Bayesian online changepoint detection for multivariate data
sokolov-alex opened this issue · 16 comments
Is it possible to make Ryan Adams algorithm to work on multivariate data too?
As far as I can see, the change should be relatively easy, but a bit time consuming. It's only updating the student t distribution to handle multivariate data correctly. It is not yet in scipy, though, AFAIK, so it would need a bit of time to get it in there.
Would you feel confident enough to translate e.g. the wiki article on multivariate student t distributions to a scipy.stats.multivariate_t
?
I have found a multivariate student t distribution implementation, but I didn't yet find out how to change the update_theta function to handle multivariate data.
You would want to mimic numpy.random.multivariate_normal as that is the main call from scipy.stats.multivariate_normal (the rest is type and size checking). If we just want a local version, that should be fine.
Hi @sokolov-alex : Did you find a way to update the theta function?
Depending on your goal it might be good enough to implement a multivariate T, which assumes the input variables to be independent. Though this will not capture a change in covariance structure, it might still be useful depending on what you are looking for. On top of that the implementation of this is rather simple.
Hello friends, as I can see: Modeling Changing Dependency Structure in
Multivariate Time Series
So you already added this functionality to detect a change in multivariate time series?
it would great to have it.
Let's say I have 9 time series and small change happen in which of them. This change is not enough to detect by analyzing each one individually, but some aggregation may help?
Or 5 of them changed and 4 not, so still change will be detected with some probability ?
Hi all!
Are there any changes?
Good question
I note that, as of this month, scipy now includes an implementation of the PDF for the multivariate t-distribution: https://docs.scipy.org/doc/scipy/reference/release.1.6.0.html#scipy-stats-improvements.

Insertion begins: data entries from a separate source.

PR #814, opened 2023-11-22
CONSOLE-3804: Reapply separation of the oauthclients controller

stlaz:
Includes two fixes, one to status handling, another is an oversight of a cache write.

/assign @rhamilto 
/cc @csrwng @dgoodwin

### DIFF
--- a/pkg/console/controllers/downloadsdeployment/controller.go
+++ b/pkg/console/controllers/downloadsdeployment/controller.go
@@ -14,10 +14,10 @@ import (
 
 	configv1 "github.com/openshift/api/config/v1"
 	operatorv1 "github.com/openshift/api/operator/v1"
-	configclientv1 "github.com/openshift/client-go/config/clientset/versioned/typed/config/v1"
 	configinformer "github.com/openshift/client-go/config/informers/externalversions"
-	operatorclientv1 "github.com/openshift/client-go/operator/clientset/versioned/typed/operator/v1"
+	configlistersv1 "github.com/openshift/client-go/config/listers/config/v1"
 	operatorinformerv1 "github.com/openshift/client-go/operator/informers/externalversions/operator/v1"
+	operatorlistersv1 "github.com/openshift/client-go/operator/listers/operator/v1"
 	"github.com/openshift/console-operator/pkg/api"
 	"github.com/openshift/console-operator/pkg/console/status"
 	"github.com/openshift/library-go/pkg/controller/factory"
@@ -33,18 +33,15 @@ import (
 type DownloadsDeploymentSyncController struct {
 	operatorClient v1helpers.OperatorClient
 	// configs
-	operatorConfigClient       operatorclientv1.ConsoleInterface
-	infrastructureConfigClient configclientv1.InfrastructureInterface
+	consoleOperatorLister operatorlistersv1.ConsoleLister
+	infrastructureLister  configlistersv1.InfrastructureLister
 	// core kube
 	deploymentClient appsclientv1.DeploymentsGetter
 }
 
 func NewDownloadsDeploymentSyncController(
-	// top level config
-	configClient configclientv1.ConfigV1Interface,
 	// clients
 	operatorClient v1helpers.OperatorClient,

Does that make this easy to implement?
I've also found an R implementation of this algorithm that works on multivariate data, which I think could be used as a meaningful reference. In particular, their "update theta" function is here: <deleted as from GPLv3 licensed code>
I reckon I can give this a shot. Is it okay to reference a book or paper for the maths without breaking the MIT license?
Draft PR in #26. Happy if anyone with a better grasp of the stats runs an eye over my code.
Can we now close this issue as #26 has been merged?